Several previous studies have found a higher risk of tumor recurrence after surgery in lung LCNEC than in the NSCLC subtype, even in stage I patients [7-9,31], and that adjuvant chemotherapy is also associated with better survival outcomes in this disease [13-15]. Our study also demonstrated better outcomes for patients who received chemotherapy. However, the standard chemotherapy regimen in lung LCNEC remains controversial, and the use of different chemotherapy regimens can result in different outcomes. Whether the chemotherapy regimen for lung LCECC should refer to the regimens for NSCLC or SCLC is unclear. A prior study from Varlotto et al. [21] showed similarities in the clinical and pathologic features of lung LCNEC and large cell lung cancer, and they recommended a similar chemotherapy regimen for lung LCNEC to that of NSCLC. However, other studies have recommended that the chemotherapy regimens for SCLC are more appropriate to the lung LCNEC subtype [32-34]. A retrospective study by Sun et al. [35] compared the clinical effects of NSCLC and SCLC chemotherapy regimens used in advanced-stage lung LCNEC, finding that SCLC chemotherapy regimens are more suitable for lung LCNEC patients, although the difference was not statistically significant.

Due to a lack of prospective reports, the role of thoracic radiotherapy in lung LCNEC is also unclear. A study by Arsela et al. [16] of stage III–IV inoperable patients treated with cisplatin – etoposide-based chemotherapy with/without thoracic radiotherapy and PCI indicated that patients receiving thoracic radiotherapy had longer PFS (12.5 months vs. 5 months, P=0.02) and median OS time (28.3 months vs. 5 months, P=0.004) than those without thoracic radiotherapy. Metro et al. [36] found that prognosis was worse for patients with advanced inoperable lung LCNEC than that of SCLC patients, even after chemotherapy and thoracic radiotherapy. Our study showed that undergoing radiotherapy was not an independent prognostic factor in lung LCNEC patients, suggesting that the role of thoracic radiotherapy and PCI in lung LCNEC patients needs further investigation.
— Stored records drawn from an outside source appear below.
PR #195, opened 2026-06-26
fix(install): add --loglevel/--reporter to VALUE_FLAGS to prevent misroute to add

colinhacks:
`nub install --loglevel silent` (space form) misrouted to `add` and exited 1. Root cause: `install_to_add_args` uses a `VALUE_FLAGS` list to skip over a flag's value token; `--loglevel` and `--reporter` were absent, so `silent` was read as a package operand. Fix: add both to `VALUE_FLAGS`. The `Install` struct already accepts them via `#[command(flatten)] output: OutputFlags`.

Verified: space and equals forms both produce a silent exit-0 install; `--loglevel info` emits normal output; 198 unit tests pass; fmt and clippy clean.

### DIFF
--- a/crates/nub-cli/src/cli.rs
+++ b/crates/nub-cli/src/cli.rs
@@ -961,6 +961,13 @@ fn install_to_add_args(rest: &[String]) -> Option<Vec<String>> {
             "--dir",
             "--registry",
             "--node-linker",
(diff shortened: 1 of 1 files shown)


colinhacks:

Several notable limitations in this study should be acknowledged. First, there is inherent bias in any retrospective study. Second, the reasons for the choice of different treatment strategies for patients were unknown. Therefore, several confounding factors cannot be ruled out. Third, the SEER program does not include detailed information about chemotherapy or radiotherapy, or the sequence of surgery and chemotherapy. Moreover, it has been shown that there are high rates of under-reporting for receipt of chemotherapy and radiotherapy in the SEER program. In addition, the decision-making regarding surgical treatment in stage IV patients was unclear. It was hypothesized that patients undergoing surgical treatment had a better starting point (by being operable) at time of diagnosis, and that patients who had not undergone surgery were inoperable in the first place, so their tumor characteristics were worse or their fitness and status did not permit surgery. Finally, patterns of tumor recurrence and treatment history after disease recurrence were not recorded in the SEER database. The primary strength of our study is that it involves one of the largest population-based cohorts of patients with lung LCNEC, spanning 18 US registries, which allowed us to minimize the selection and surveillance biases observed with single institutions.

Conclusions

LCNEC is a rare lung cancer subtype with a dismal prognosis and increased incidence in recent years. The primary surgery may be associated with better outcomes in stage IV disease. More studies are needed to investigate the optimal treatment strategy for LCNEC.